С тех пор имя богини утренней зари для нее, Анны, синоним надвигающейся беды. Бездны.

На премьере «Спящей красавицы» в Мариинском театре, когда прелестная танцовщица, изображающая богиню с тем же, что у крейсера, именем, начала свою сольную партию, Анна опрометью кинулась из зала. Перед глазами была не юная балерина, а закованный в броню погубивший отца военный корабль.

Ночью во сне всё смешивается, и уже не девушка, а крейсер выделывает на сцене все эти па, и, вопреки либретто, колет несчастную принцессу веретеном, отчего та не умирает, но засыпает на долгих сто лет.

И так постоянно повторяется каждый раз, когда в Мариинке дают «Лебединое».

Аврора! Опять Аврора!

Теперь все – и муж, и мама, и Набоковы, и близнецы Константиниди, и прочие гости – спорят, надолго ли этот очередной переворот.

– Три недели! – решительно отводит срок большевикам мать.

Муж Дмитрий Дмитриевич, то ли более разумно, то ли более тугодумно, продлевает эту новую революцию аж до следующей весны.

– Зиму, хочешь не хочешь, придется пережидать в Крыму! Не везти же одну новорождённую и двух малолетних девочек через взбаламученную страну обратно в столицу.
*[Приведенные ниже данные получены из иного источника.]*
PR #2625, opened 2021-09-14
[CA-1514] Disable invalid billing projects

s-rubenstein:
We need billing to set up Google Projects for PPW, so Billing Projects without a billing account can't be used anymore to create workspaces.

Screen Shot 2021-09-14 at 5 01 06 PM

### DIFF
--- a/src/components/NewWorkspaceModal.js
+++ b/src/components/NewWorkspaceModal.js
@@ -172,7 +172,7 @@ const NewWorkspaceModal = Utils.withDisplayName('NewWorkspaceModal', ({
           options: _.uniq(_.map(({ projectName, invalidBillingAccount }) => {
             return {
               label: h(Fragment, [
-                invalidBillingAccount ? h(TooltipTrigger, { content: ['Billing project must have a valid billing account to be used.'], side: 'left' }, [div({ style: { padding: optionPadding } }, [projectName])]) : div({ style: { padding: optionPadding } }, [projectName])
+                invalidBillingAccount ? h(TooltipTrigger, { content: ['Workspaces may only be created in billing projects that have a Google billing account accessible in Terra'], side: 'left' }, [div({ style: { padding: optionPadding } }, [projectName])]) : div({ style: { padding: optionPadding } }, [projectName])
               ]),
               value: projectName,
               isDisabled: invalidBillingAccount
--- a/src/components/NewWorkspaceModal.js
+++ b/src/components/NewWorkspaceModal.js
@@ -154,13 +154,20 @@ const NewWorkspaceModal = Utils.withDisplayName('NewWorkspaceModal', ({
       ])]),
       h(IdContainer, [id => h(Fragment, [
         h(FormLabel, { htmlFor: id, required: true }, ['Billing project']),
+        div({ style: { margin: '0.5rem 0' } }, ['A billing project must have a billing account which Terra has access to in order to be used.']),
         h(Select, {
           id,
           isClearable: false,
           placeholder: 'Select a billing project',
           value: namespace,
           onChange: ({ value }) => setNamespace(value),
-          options: _.uniq(_.map('projectName', billingProjects)).sort()
+          options: _.uniq(_.map(({ projectName, invalidBillingAccount }) => {
+            return {
+              label: projectName,
+              value: projectName,
+              isDisabled: invalidBillingAccount
+            }
+          }, billingProjects)).sort()
         })
       ])]),
       h(IdContainer, [id => h(Fragment, [
--- a/src/components/NewWorkspaceModal.js
+++ b/src/components/NewWorkspaceModal.js
@@ -6,6 +6,7 @@ import { icon } from 'src/components/icons'
 import { TextArea, ValidatedInput } from 'src/components/input'
 import Modal from 'src/components/Modal'
 import { InfoBox } from 'src/components/PopupTrigger'
+import TooltipTrigger from 'src/components/TooltipTrigger'
 import { Ajax } from 'src/libs/ajax'
 import colors from 'src/libs/colors'
 import { withErrorReporting } from 'src/libs/error'
@@ -116,6 +117,8 @@ const NewWorkspaceModal = Utils.withDisplayName('NewWorkspaceModal', ({
   const errors = validate({ namespace, name }, constraints, {
     prettify: v => ({ namespace: 'Billing project', name: 'Name' }[v] || validate.prettify(v))
   })
+  // We define option padding here in order to put the padding inside of the tooltip trigger, for more consistent tooltips
+  const optionPadding = 10
 
   return Utils.cond(
     [loading, () => spinnerOverlay],
@@ -154,16 +157,23 @@ const NewWorkspaceModal = Utils.withDisplayName('NewWorkspaceModal', ({
       ])]),
       h(IdContainer, [id => h(Fragment, [
         h(FormLabel, { htmlFor: id, required: true }, ['Billing project']),
-        div({ style: { margin: '0.5rem 0' } }, ['A billing project must have a billing account which Terra has access to in order to be used.']),
         h(Select, {
           id,
           isClearable: false,
           placeholder: 'Select a billing project',
           value: namespace,
           onChange: ({ value }) => setNamespace(value),
+          styles: {
+            option: provided => ({
+              ...provided,
+              padding: 0
+            })
+          },
           options: _.uniq(_.map(({ projectName, invalidBillingAccount }) => {
             return {
-              label: projectName,
+              label: h(Fragment, [
+                invalidBillingAccount ? h(TooltipTrigger, { content: ['Billing project must have a valid billing account to be used.'], side: 'left' }, [div({ style: { padding: optionPadding } }, [projectName])]) : div({ style: { padding: optionPadding } }, [projectName])
+              ]),
               value: projectName,
               isDisabled: invalidBillingAccount
             }
--- a/src/components/NewWorkspaceModal.js
+++ b/src/components/NewWorkspaceModal.js
@@ -117,8 +117,6 @@ const NewWorkspaceModal = Utils.withDisplayName('NewWorkspaceModal', ({
   const errors = validate({ namespace, name }, constraints, {
     prettify: v => ({ namespace: 'Billing project', name: 'Name' }[v] || validate.prettify(v))
   })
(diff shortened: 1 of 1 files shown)


src/components/NewWorkspaceModal.js
```diff
@@ -154,13 +154,20 @@ const NewWorkspaceModal = Utils.withDisplayName('NewWorkspaceModal', ({
       ])]),
       h(IdContainer, [id => h(Fragment, [
         h(FormLabel, { htmlFor: id, required: true }, ['Billing project']),
+        div({ style: { margin: '0.5rem 0' } }, ['A billing project must have a billing account which Terra has access to in order to be used.']),
```
andy7i: I like the idea behind this message. I'm not a huge fan of the UX though, since this text is a bit separated from the disabled billing projects. Could we either:
* show this message on each disabled billing project (maybe with an info icon and a tooltip?) 
* or not display the disabled billing projects in the list.

src/components/NewWorkspaceModal.js
```diff
@@ -154,13 +154,20 @@ const NewWorkspaceModal = Utils.withDisplayName('NewWorkspaceModal', ({
...
           isClearable: false,
           placeholder: 'Select a billing project',
           value: namespace,
           onChange: ({ value }) => setNamespace(value),
-          options: _.uniq(_.map('projectName', billingProjects)).sort()
+          options: _.uniq(_.map(({ projectName, invalidBillingAccount }) => {
+            return {
+              label: projectName,
+              value: projectName,
+              isDisabled: invalidBillingAccount
```
andy7i: I'm also noticing that these billing projects are disabled:

```
aj-bp-test-1owner
aj-bp-test-1owner-1user
aj-bp-test-2owners
aj-bp-test-transfer-ownership
```
even though they all seem to have a valid billing account `Broad Institute - 8201528`
https://bvdp-saturn-dev.appspot.com/#billing?selectedName=aj-bp-test-1owner&type=project

andy7i: this might not be an issue with this PR though, since the DB is not showing the billing accounts either.

```
> select * from BILLING_PROJECT where NAME = 'aj-bp-test-1owner' \G
*************************** 1. row ***************************
                               NAME: aj-bp-test-1owner
                CROMWELL_BUCKET_URL: gs://cromwell-auth-aj-bp-test-1owner
                    CREATION_STATUS: Ready
                    BILLING_ACCOUNT: null
                            MESSAGE: NULL
                   CROMWELL_BACKEND: PAPIv2
                  SERVICE_PERIMETER: NULL
              GOOGLE_PROJECT_NUMBER: 576518341068
               INVALID_BILLING_ACCT:
               SPEND_REPORT_DATASET: NULL
                 SPEND_REPORT_TABLE: NULL
SPEND_REPORT_DATASET_GOOGLE_PROJECT: NULL
1 row in set (0.064 sec)
```

even though the UI shows a valid billing account
Screen Shot 2021-09-15 at 9 51 34 AM

andy7i: ^ not sure why the UI would show a billing account if the DB says the billing account is `null` though

src/components/NewWorkspaceModal.js
```diff
@@ -154,13 +154,20 @@ const NewWorkspaceModal = Utils.withDisplayName('NewWorkspaceModal', ({
...
         h(FormLabel, { htmlFor: id, required: true }, ['Billing project']),
+        div({ style: { margin: '0.5rem 0' } }, ['A billing project must have a billing account which Terra has access to in order to be used.']),
         h(Select, {
           id,
           isClearable: false,
           placeholder: 'Select a billing project',
           value: namespace,
           onChange: ({ value }) => setNamespace(value),
-          options: _.uniq(_.map('projectName', billingProjects)).sort()
+          options: _.uniq(_.map(({ projectName, invalidBillingAccount }) => {
```
andy7i: I was able to create a workspace in an errored billing project:
Screen Shot 2021-09-15 at 9 48 34 AM
Screen Shot 2021-09-15 at 9 49 29 AM
Screen Shot 2021-09-15 at 9 50 05 AM



```

*************************** 1. row ***************************
                               NAME: test-eh
                CROMWELL_BUCKET_URL: NULL
                    CREATION_STATUS: Error
                    BILLING_ACCOUNT: billingAccounts/00708C-45D19D-27AAFA
                            MESSAGE: project test-eh creation finished with errors: {"ResourceType":"cloudresourcemanager.v1.project","ResourceErrorCode":"403","ResourceErrorMessage":{"code":403,"message":"The caller does not have permission","status":"PERMISSION_DENIED","statusMessage":"Forbidden","requestPath":"https://cloudresourcemanager.googleapis.com/v1/projects/test-eh","httpMethod":"GET"}} - code RESOURCE_ERROR
                   CROMWELL_BACKEND: PAPIv2
                  SERVICE_PERIMETER: NULL
              GOOGLE_PROJECT_NUMBER: NULL
               INVALID_BILLING_ACCT:
               SPEND_REPORT_DATASET: NULL
                 SPEND_REPORT_TABLE: NULL
SPEND_REPORT_DATASET_GOOGLE_PROJECT: NULL
1 row in set (5.006 sec)
```

this one seems to be a regression, as I don't see this BP listed when I look at dev.

andy7i (changes requested):

src/components/NewWorkspaceModal.js
andy7i: I think that the backend should also not allow this to happen. We should create a new ticket for this.

src/components/NewWorkspaceModal.js
andy7i: I thought this would affect a lot of users since I see it affecting 9500 projects on dev. I took a look on prod, and this only affects 69 projects (most of which are firecloud projects), so I do think this message adds visual clutter for most users.

src/components/NewWorkspaceModal.js
s-rubenstein: This does not block errored billing projects, just ones without a valid billing account. Those are two separate things that I would strongly prefer to keep separate for PRs.

src/components/NewWorkspaceModal.js
s-rubenstein: Dev's UI checks google directly, whereas the create needs it in our DB. v2_workspaces branch on the UI does the right thing.

s-rubenstein:
New screenshot:
Screen Shot 2021-09-16 at 12 04 03 PM

src/components/NewWorkspaceModal.js
andy7i: @s-rubenstein can you link the ticket you created to address this regression?

ehigham:
unsolicited comment but how about "Workspaces may only be created in billing projects that have a Google billing account accessible in Terra"?
Also, did you consider just not showing invalid billing projects in this dropdown?

s-rubenstein:
I like that wording better!

I did consider not showing them, but I think our users may be confused to not see projects that they expect to be there, so wanted to show them. We can re-evaluate later if it is a problem?

ehigham (approved):
Looks good, thanks!

src/components/NewWorkspaceModal.js
```diff
@@ -116,6 +117,8 @@ const NewWorkspaceModal = Utils.withDisplayName('NewWorkspaceModal', ({
   const errors = validate({ namespace, name }, constraints, {
     prettify: v => ({ namespace: 'Billing project', name: 'Name' }[v] || validate.prettify(v))
   })
+  // We define option padding here in order to put the padding inside of the tooltip trigger, for more consistent tooltips
+  const optionPadding = 10
```
kyuksel: Not sure if I understand the comment above. It'd save reader some scrolling if we inline `padding: 10` down below. It is used only in two places, both of which are on the same line.

src/components/NewWorkspaceModal.js
```diff
@@ -160,7 +163,21 @@ const NewWorkspaceModal = Utils.withDisplayName('NewWorkspaceModal', ({
           placeholder: 'Select a billing project',
           value: namespace,
           onChange: ({ value }) => setNamespace(value),
-          options: _.uniq(_.map('projectName', billingProjects)).sort()
+          styles: {
+            option: provided => ({
+              ...provided,
+              padding: 0
+            })
+          },
```
kyuksel: We could save some vertical space as single-lining it seems easy to read and short enough? 
```suggestion
          styles: { option: provided => ({ ...provided, padding: 0 }) },
```

src/components/NewWorkspaceModal.js
```diff
@@ -160,7 +163,21 @@ const NewWorkspaceModal = Utils.withDisplayName('NewWorkspaceModal', ({
...
+          options: _.uniq(_.map(({ projectName, invalidBillingAccount }) => {
+            return {
+              label: h(Fragment, [
+                invalidBillingAccount ? h(TooltipTrigger, { content: ['Workspaces may only be created in billing projects that have a Google billing account accessible in Terra'], side: 'left' }, [div({ style: { padding: optionPadding } }, [projectName])]) : div({ style: { padding: optionPadding } }, [projectName])
+              ]),
+              value: projectName,
+              isDisabled: invalidBillingAccount
+            }
+          }, billingProjects)).sort()
```
kyuksel: Couldn't insert it as a suggestion because I couldn't select the entire block due to the comments above but when I remove the optional `return` piece along with enclosing braces, and run the IntelliJ reformatter, I get the following:

```javascript
          options: _.uniq(_.map(({ projectName, invalidBillingAccount }) => ({
            label: h(Fragment, [
              invalidBillingAccount ?
                h(TooltipTrigger, {
                  content: ['Workspaces may only be created in billing projects that have a Google billing account accessible in Terra'], side: 'left'
                }, [div({ style: { padding: optionPadding } }, [projectName])]) :
                div({ style: { padding: optionPadding } }, [projectName])
            ]),
            value: projectName,
            isDisabled: invalidBillingAccount
          }),
          billingProjects)).sort()
```

It might be a bit easier to read that way, and the splitting the ternary into separate lines would be consistent with the rest of the codebase.

s-rubenstein:
@kyuksel should be good for another review.

src/components/NewWorkspaceModal.js
s-rubenstein: https://broadworkbench.atlassian.net/browse/CA-1524

gpolumbo-broad (approved):

andy7i (approved):
Tested locally 👍

kyuksel (approved):
:shipit:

И только чудаковатый племянник мужа Саввинька, как за ним водится, ни к месту вклинивается в общий разговор:

– Семьдесят.

В шуме общего спора его не слышат. Все в этом доме давно странного отрока не замечают – сыт, в тепле, книжки читает, бабочек ловит, рисует, что еще надобно?

И только ошарашенная новым появлением в ее жизни проклятого крейсера Анна переспрашивает:

– Чего «семьдесят»?

– Лет.

Саввинька, закончив с бабочками и отсев от Володи Набокова – на долгое общение этот юноша не способен, – не перестает рисовать что-то невразумительное в своей тетради.
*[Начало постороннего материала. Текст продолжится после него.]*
PR #2626, opened 2021-09-15
Added functionality to back button, added stackedIcons

lu-c:
Added utility method for stacking buttons ( https://fontawesome.com/v5.15/how-to-use/on-the-web/styling/stacking-icons )

Screen Shot 2021-09-15 at 4 18 27 PM

It's pretty basic, since we don't need more than that right now, but a lot of the values can be overridden for more use cases. I can potentially see us using this in the future for sorting (ie: fa-sort-up and fa-sort-down stacked together, where the sort direction has a different opacity applied)

Then added the back button functionality to the stacked icon


petesantos (commented):
The fontAwesome library has the capability to stack icons - take a look at this:
https://github.com/DataBiosphere/terra-ui/blob/d35905540c30f5b4a938bf4c13661df1676764fe/src/libs/icon-dict.js#L132

The `mask` property will achieve this effect:
https://fontawesome.com/v5.15/how-to-use/on-the-web/using-with/react

lu-c:
merged with the latest branch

– Все же говорят, надолго ли эти большевики, и я говорю – на семьдесят лет.

Мать слышит окончание Саввинькиной фразы и тяжело вздыхает – что с него взять!

– Не обращайте внимания! – извиняется перед Еленой Ивановной мать. – Вечно у нашего Саввы то десятизначные числа в уме в секунду умножаются, то большевики к власти на семьдесят лет приходят! Его бы хорошему психиатру показать, да где в теперешнем Крыму такого взять?
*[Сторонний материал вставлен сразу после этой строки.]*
PR #2627, opened 2021-09-15
[DR-2094] Added request access modal to the dataset details page

lu-c:
There is a button on the right side bar that says 'request access'. This links up the existing request access modal in this view.


src/pages/library/DataBrowserDetails.js
```diff
@@ -181,7 +183,11 @@ const DataBrowserDetails = ({ id }) => {
             icon('angle-left', { size: 35 })
           ]),
           MainContent(snapshot),
-          Sidebar(snapshot)
+          Sidebar(snapshot, setShowRequestAccessModal),
```
petesantos: Once this has been converted to a component, will these be props of the object argument, rather than positional parameters?

lu-c: What do you mean? Sorry

src/pages/library/DataBrowserDetails.js
```diff
@@ -190,7 +194,11 @@ const DataBrowserDetails = ({ id }) => {
             icon('angle-left', { size: 35 })
           ]),
           h(MainContent, { snapshot }),
-          h(Sidebar, { snapshot })
+          h(Sidebar, { snapshot, setShowRequestAccessModal }),
+          showRequestAccessModal && h(RequestDatasetAccessModal, {
+            datasets: [snapshot],
+            onDismiss: () => setShowRequestAccessModal(false)
+          })
```
petesantos: I would recommend moving this modal and the associated state to the `Sidebar` component since this is where the decision to show the modal is being made. This will also simplify the code a bit as the parent component will not need to be concerned about the modal state.

src/pages/library/DataBrowserDetails.js
```diff
@@ -72,13 +73,16 @@ const MainContent = ({ snapshot }) => {
         div({ style: styles.attributesColumn }, [
           h3({ style: styles.headers }, ['Data release policy']),
           div([snapshot.releasePolicy])
-        ]), div({ style: styles.attributesColumn }, [
+        ]),
```
petesantos, line 76: thanks for the styling update!

src/pages/library/DataBrowserDetails.js
```diff
@@ -103,7 +107,7 @@ const MainContent = ({ snapshot }) => {
   ])
 }
 
-const Sidebar = ({ snapshot }) => {
+const Sidebar = ({ snapshot, setShowRequestAccessModal }) => {
```
petesantos: If you move the state into this component you can remove the `setShowRequestAccessModal` prop.

petesantos (approved):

Набокова что-то про странности в поведении собственного сына Владимира отвечает, про его коллекции бабочек, стихи и прочие не принятые в обществе сложности.

Про ее, Анны, девичьи стихи и странности мать благоразумно умалчивает. А могла бы… Как тогда, в ее шестнадцать…

В гостиной спорят. И только Анна сидит, до боли сжав виски руками.

– «Аврора»! Опять «Аврора»!

Не замечая неприлично проступающее на платье грудное молоко, она думает о пугающем совпадении – единожды сломавшая ее жизнь «Аврора» входит в эту жизнь снова. Зачем?!